🤖 AI Summary
This study addresses the challenge of improving consistency in lunar crater identification and enhancing the reliability of inferences about Solar System history by proposing a Bayesian nonparametric clustering method that integrates annotations from multiple experts. The approach innovatively incorporates "dysfunctional family" constraints into the Chinese Restaurant Process (CRP) to construct a Dysfunctional Family CRP (DFCRP) model, which naturally embeds annotator information and quantifies clustering uncertainty. Through Gibbs sampling and hyperparameter optimization, DFCRP demonstrates significantly superior performance over the standard CRP in simulated experiments.
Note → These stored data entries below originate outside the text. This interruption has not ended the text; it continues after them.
PR #1151, opened 2021-06-08
feat(payment): INT-4222 Add vaulting compatibility to Moneris

FranciscoOnt:
## What? [(INT-4222)](https://jira.bigcommerce.com/browse/INT-4222)
Update strategy to support vaulted instruments and add Moneris to supported instruments.

## Why?
So vaulted instruments can be used with Moneris.

## Testing / Proof
UInit Testing

### DIFF
--- a/src/payment/strategies/moneris/moneris-payment-initialize-options.ts
+++ b/src/payment/strategies/moneris/moneris-payment-initialize-options.ts
@@ -1,10 +1,17 @@
+import { HostedFormValidationOptions } from '../../../hosted-form';
+
 import MonerisStylingProps from './moneris';
 
-export default interface MonerisaymentInitializeOptions {
+export default interface MonerisPaymentInitializeOptions {
     /**
      * The ID of a container where the Moneris iframe component should be mounted
      */
     containerId: string;
 
     style?: MonerisStylingProps;
+
+    /**
+     * Hosted Form Validation Options
+     */
+    form?: HostedFormValidationOptions;
 }
--- a/src/payment/strategies/moneris/moneris-payment-strategy.ts
+++ b/src/payment/strategies/moneris/moneris-payment-strategy.ts
@@ -2,42 +2,61 @@ import { map } from 'lodash';
 
 import { CheckoutStore, InternalCheckoutSelectors } from '../../../checkout';
 import { InvalidArgumentError , MissingDataError, MissingDataErrorType, NotInitializedError, NotInitializedErrorType } from '../../../common/error/errors';
-import { OrderActionCreator, OrderRequestBody } from '../../../order';
+import { HostedForm, HostedFormFactory, HostedFormValidationOptions } from '../../../hosted-form';
+import { OrderActionCreator, OrderPaymentRequestBody, OrderRequestBody } from '../../../order';
 import { OrderFinalizationNotRequiredError } from '../../../order/errors';
 import { StoreCreditActionCreator } from '../../../store-credit';
 import { PaymentArgumentInvalidError } from '../../errors';
+import isVaultedInstrument from '../../is-vaulted-instrument';
+import { HostedInstrument } from '../../payment';
 import PaymentActionCreator from '../../payment-action-creator';
 import { PaymentInitializeOptions } from '../../payment-request-options';
 import PaymentStrategy from '../payment-strategy';
 
 import MonerisStylingProps,  { MoneriesHostedFieldsQueryParams, MonerisInitializationData, MonerisResponseData } from './moneris';
+import MonerisPaymentInitializeOptions from './moneris-payment-initialize-options';
 
 const IFRAME_NAME = 'moneris-payment-iframe';
 const RESPONSE_SUCCESS_CODE = '001';
 
 export default class MonerisPaymentStrategy implements PaymentStrategy {
     private _iframe?: HTMLIFrameElement;
+    private _initializeOptions?: MonerisPaymentInitializeOptions;
     private _windowEventListener?: (response: MessageEvent) => void;
 
+    private _hostedForm?: HostedForm;
+
     constructor(
+        private _hostedFormFactory: HostedFormFactory,
         private _store: CheckoutStore,
         private _orderActionCreator: OrderActionCreator,
         private _paymentActionCreator: PaymentActionCreator,
         private _storeCreditActionCreator: StoreCreditActionCreator
     ) {}
 
-    initialize(options: PaymentInitializeOptions): Promise<InternalCheckoutSelectors> {
+    async initialize(options: PaymentInitializeOptions): Promise<InternalCheckoutSelectors> {
         const state = this._store.getState();
 
-        const { moneris: monerisOptions } = options;
-        const { config, initializationData } = state.paymentMethods.getPaymentMethodOrThrow(options.methodId);
+        const { moneris: monerisOptions, methodId } = options;
+
+        if (!methodId) {
+            throw new InvalidArgumentError('Unable to initialize payment because "methodId" argument is not provided.');
+        }
 
         if (!monerisOptions) {
             throw new InvalidArgumentError('Unable to initialize payment because "options.moneris" argument is not provided.');
         }
 
+        this._initializeOptions = monerisOptions;
+
+        const { config, initializationData } = state.paymentMethods.getPaymentMethodOrThrow(methodId);
+
         if (!initializationData?.profileId) {
             throw new MissingDataError(MissingDataErrorType.MissingPaymentMethod);
+        }
+
+        if (monerisOptions.form  && this._shouldShowTSVHostedForm(methodId)) {
+            this._hostedForm = await this._mountCardVerificationfields(monerisOptions.form);
         }
 
         if (!this._iframe) {
@@ -49,14 +68,10 @@ export default class MonerisPaymentStrategy implements PaymentStrategy {
 
     async execute(payload: OrderRequestBody, options?: PaymentInitializeOptions): Promise<InternalCheckoutSelectors> {
         const { payment , ...order } = payload;
-        const { paymentMethods: { getPaymentMethodOrThrow } } = this._store.getState();
 
         if (!payment) {
             throw new PaymentArgumentInvalidError(['payment']);
         }
-
-        const paymentMethod = getPaymentMethodOrThrow(payment.methodId);
-        const testMode = paymentMethod.config.testMode;
 
         const { isStoreCreditApplied: useStoreCredit } = this._store.getState().checkout.getCheckoutOrThrow();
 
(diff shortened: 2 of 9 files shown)


JoseBobadilla20:
💚 Tested 
QA Details: I check that the Moneris vaulting flow works correctly.

src/payment/strategies/moneris/moneris-payment-strategy.ts
```diff
@@ -55,6 +57,7 @@ export default class MonerisPaymentStrategy implements PaymentStrategy {
 
         const paymentMethod = getPaymentMethodOrThrow(payment.methodId);
         const testMode = paymentMethod.config.testMode;
+        const shouldSaveInstrument = payment.paymentData && (payment.paymentData as NonceInstrument).shouldSaveInstrument;
```
vmparra, line 60: You should first validate that instrument is in fact a nonce. See https://github.com/bigcommerce/checkout-sdk-js/blob/master/src/payment/is-nonce-like.ts

vmparra (changes requested):
Hi @FranciscoOnt So far looks real good, just left one comment. Please let me know if you have questions.

src/payment/strategies/moneris/moneris-payment-strategy.ts
```diff
@@ -87,7 +94,7 @@ export default class MonerisPaymentStrategy implements PaymentStrategy {
         if (nonce !== undefined) {
             return this._store.dispatch(this._paymentActionCreator.submitPayment({
                 methodId: payment.methodId,
-                paymentData: { nonce },
+                paymentData: { nonce, shouldSaveInstrument },
```
JoseAlvarezHdz, line 97: i think you are missing the `shouldSetAsDefaultInstrument` param 🤔

src/payment/strategies/moneris/moneris-payment-strategy.ts
FranciscoOnt: I don't think that will work, the `shouldSaveIntrument` is received when the payment is not yet a nonce instrument and since the `isNonceLike` validates the `nonce` field which is missing from this initial payload it will alway return false in the Moneris scenario then making the `shouldSaveIntrument`always undefined.

FranciscoOnt: Just to clarify that, I changed to the `HostedInstrument` Type

JoseAlvarezHdz (approved):
LGTM 👍🏾

src/payment/strategies/moneris/moneris-payment-strategy.ts
```diff
@@ -47,22 +66,55 @@ export default class MonerisPaymentStrategy implements PaymentStrategy {
...
+
+        return Promise.resolve(this._store.getState());
+    }
+
+    protected async executeWithCC(payment: OrderPaymentRequestBody): Promise<InternalCheckoutSelectors> {
+        const { paymentMethods: { getPaymentMethodOrThrow } } = this._store.getState();
+        const paymentMethod = getPaymentMethodOrThrow(payment.methodId);
+
+        const testMode = paymentMethod.config.testMode;
+        const shouldSaveInstrument = payment.paymentData && (payment.paymentData as HostedInstrument)?.shouldSaveInstrument;
```
vmparra, line 116: You're still missing the type guard. You should also cast `paymentData` to HostedInstrument only once.

vmparra (changes requested):
It looks real good however is would be wise to have a type guard for HostedInstrument and then cast the object.

vmparra (approved):
Great work @FranciscoOnt 

image

JoseAlvarezHdz (approved):
LGTM! 👍🏾  nice!

JoseBobadilla20:
💚 Tested
QA Details: I check that the Moneris vaulting flow and TVS flow works correctly.

Tharaae (commented):
Generally LGTM, Good job 👍 
But please add the testing proof to the PR description while I have another more detailed look.

Tharaae (approved):
Checked the testing proof on the sibling checkout-js PR. LGTM 👍

Tharaae (approved):

src/payment/strategies/moneris/moneris-payment-strategy.ts
```diff
@@ -89,29 +141,74 @@ export default class MonerisPaymentStrategy implements PaymentStrategy {
...
+            return await this._store.dispatch(this._orderActionCreator.loadCurrentOrder());
+        } else {
+            return await this._store.dispatch(this._paymentActionCreator.submitPayment(payment));
         }
+    }
 
-        if (this._iframe && this._iframe.parentNode) {
-            this._iframe.parentNode.removeChild(this._iframe);
-            this._iframe = undefined;
+    private shouldShowTSVHostedForm(methodId: string): boolean {
```
animesh1987, line 168: This method should be prefixed with a `_`.

src/payment/strategies/moneris/moneris-payment-strategy.ts
```diff
@@ -49,22 +68,55 @@ export default class MonerisPaymentStrategy implements PaymentStrategy {
...
+
+        if (this._iframe && this._iframe.parentNode) {
+            this._iframe.parentNode.removeChild(this._iframe);
+            this._iframe = undefined;
+        }
+
+        return Promise.resolve(this._store.getState());
+    }
+
+    protected async executeWithCC(payment: OrderPaymentRequestBody): Promise<InternalCheckoutSelectors> {
```
animesh1987, line 113: Why is this a protected method and not a private? and can we please add a `_` as a prefix.

src/payment/strategies/moneris/moneris-payment-strategy.ts
```diff
@@ -89,29 +141,74 @@ export default class MonerisPaymentStrategy implements PaymentStrategy {
...
             }));
         }
 
         return this._store.getState();
     }
 
-    finalize(): Promise<InternalCheckoutSelectors> {
-        return Promise.reject(new OrderFinalizationNotRequiredError());
-    }
+    protected async executeWithVaulted(payment: OrderPaymentRequestBody): Promise<InternalCheckoutSelectors> {
```
animesh1987, line 151: Why is this a protected method and not a private? and can we please add a _ as a prefix.

src/payment/strategies/moneris/moneris-payment-strategy.ts
```diff
@@ -89,29 +141,74 @@ export default class MonerisPaymentStrategy implements PaymentStrategy {
...
-            window.removeEventListener('message', this._windowEventListener);
-            this._windowEventListener = undefined;
+            if (!form) {
+                throw new NotInitializedError(NotInitializedErrorType.PaymentNotInitialized);
+            }
+
+            await form.validate();
+            await form.submit(payment);
+
+            return await this._store.dispatch(this._orderActionCreator.loadCurrentOrder());
```
animesh1987, line 162: Why do we need to load the current order here?

src/payment/strategies/moneris/moneris-payment-strategy.ts
```diff
@@ -89,29 +141,74 @@ export default class MonerisPaymentStrategy implements PaymentStrategy {
...
+    private _getInitializeOptions(): MonerisPaymentInitializeOptions {
+        if (!this._initializeOptions) {
+            throw new NotInitializedError(NotInitializedErrorType.PaymentNotInitialized);
         }
 
-        return Promise.resolve(this._store.getState());
+        return this._initializeOptions;
+    }
+
+    private _mountCardVerificationfields(formOptions: HostedFormOptions): Promise<HostedForm> {
```
animesh1987, line 193: The new promise construction is redundant, you can move `async` keyword on `_mountCardVerificationfields ` function and it should be good.

src/payment/strategies/moneris/moneris-payment-initialize-options.ts
```diff
@@ -1,10 +1,17 @@
...
      * The ID of a container where the Moneris iframe component should be mounted
      */
     containerId: string;
 
     style?: MonerisStylingProps;
+
+    /**
+     * Hosted Form Validation Options
+     */
+    form?: HostedFormOptions;
```
animesh1987, line 16: Seems like the change you are doing here is to use the hosted form fields for vaulted instrument verification and the `HostedFormOptions` accepts parameters more than just instrument verification. For reference you can see this https://github.com/bigcommerce/checkout-sdk-js/blob/master/src/hosted-form/hosted-form-options.ts#L20. As far as I can tell if the client passes those options it will not work. But here you are looking for https://github.com/bigcommerce/checkout-sdk-js/blob/master/src/hosted-form/hosted-form-options.ts#L29 this particular interface to be accepted.

So maybe you need to describe a new interface to check for the supplied parameters?

src/payment/strategies/moneris/moneris-payment-strategy.ts
FranciscoOnt: It's used to update the state of the checkout and check if the payment for the order has been submitted, neither `form.validate` and `form.submit` update the state.
This is what the base credit-card strategy does.

src/payment/strategies/moneris/moneris-payment-strategy.ts
FranciscoOnt: if the promise isn't marked as async, the line with `await form.attach();`  will be marked as an error, since the arrow function make it be in a different scope that would no longer be async.

FranciscoOnt:
@animesh1987 Could you please re-review ♻️

src/payment/strategies/moneris/moneris-payment-strategy.ts
animesh1987: Have you tried it removing the promise and putting `async` next to `_mountCardVerificationfields `?

FranciscoOnt: yes, that's what I tried, but it didn't work

PascalZajac:
Looks like this still needs final review from @bigcommerce/checkout before it's actually ready to merge.

src/payment/strategies/moneris/moneris-payment-strategy.ts
animesh1987: Have you tried this 
```
private async _mountCardVerificationfields(formOptions: HostedFormOptions): Promise<HostedForm> {
        try {
            const { config } = this._store.getState();
            const bigpayBaseUrl = config.getStoreConfig()?.paymentSettings.bigpayBaseUrl;

            if (!bigpayBaseUrl) {
            }

            const form = this._hostedFormFactory.create(bigpayBaseUrl, formOptions);

            await form.attach();

            return form;
        } catch (error) {
            return error;
        }
    }
```

FranciscoOnt: that does, work, I've added it to the PR

src/payment/strategies/moneris/moneris-payment-strategy.ts
```diff
@@ -89,29 +141,72 @@ export default class MonerisPaymentStrategy implements PaymentStrategy {
...
+    private _getInitializeOptions(): MonerisPaymentInitializeOptions {
+        if (!this._initializeOptions) {
+            throw new NotInitializedError(NotInitializedErrorType.PaymentNotInitialized);
         }
 
-        return Promise.resolve(this._store.getState());
+        return this._initializeOptions;
+    }
+
+    private async _mountCardVerificationfields(formOptions: HostedFormOptions): Promise<HostedForm> {
```
animesh1987, line 193: Here we accept `HostedFormOptions` but `monerisOptions.form` is a different interface `HostedFormValidationOptions`. So maybe we need to adjust the types in all relevant places.

src/payment/strategies/moneris/moneris-payment-strategy.ts
animesh1987: Thanks for updating that.

animesh1987 (approved):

The method has been successfully applied to real lunar crater data, enabling robust statistical inference based on posterior cluster assignments.
📝 Abstract
Summaries of craters on terrestrial bodies, such as the number and size distribution, are essential for understanding the history of the Solar System. Identifying craters, however, has not been automated and thus relies on expert crater-counters marking static images. Robbins et al. (2014) (hereafter R14) showed that, contrary to previously held assumptions, there exists large variability across expert crater-counters' identified crater lists. How best to combine identified crater lists across multiple experts for the purposes of learning about the Solar System is an open and consequential question. R14 combined identified crater lists via clustering through a modification of the popular DBSCAN clustering method. Their approach did not, however, make use of all the constraining information available nor did it provide an estimate of clustering uncertainty. To address the shortcomings of the DBSCAN method, we present a novel clustering approach that can combine multiple lists of identified objects of interest from the same image. The key innovation is incorporating a dysfunctional family constraint into the Bayesian nonparametric clustering approach, the Chinese restaurant process (CRP), which naturally takes into account information about the crater identifier. The dysfunctional family Chinese restaurant process (DFCRP) provides an estimate of clustering uncertainty. In this work, we provide guidance on hyperparameter specification, present a Gibbs sampler, and perform a simulation study to compare the performance of the DFCRP to the CRP. Finally, we apply the DFCRP to the crater identification problem of R14, comparing results, and also demonstrate the types of analyses that can be performed with posterior draws of cluster assignments.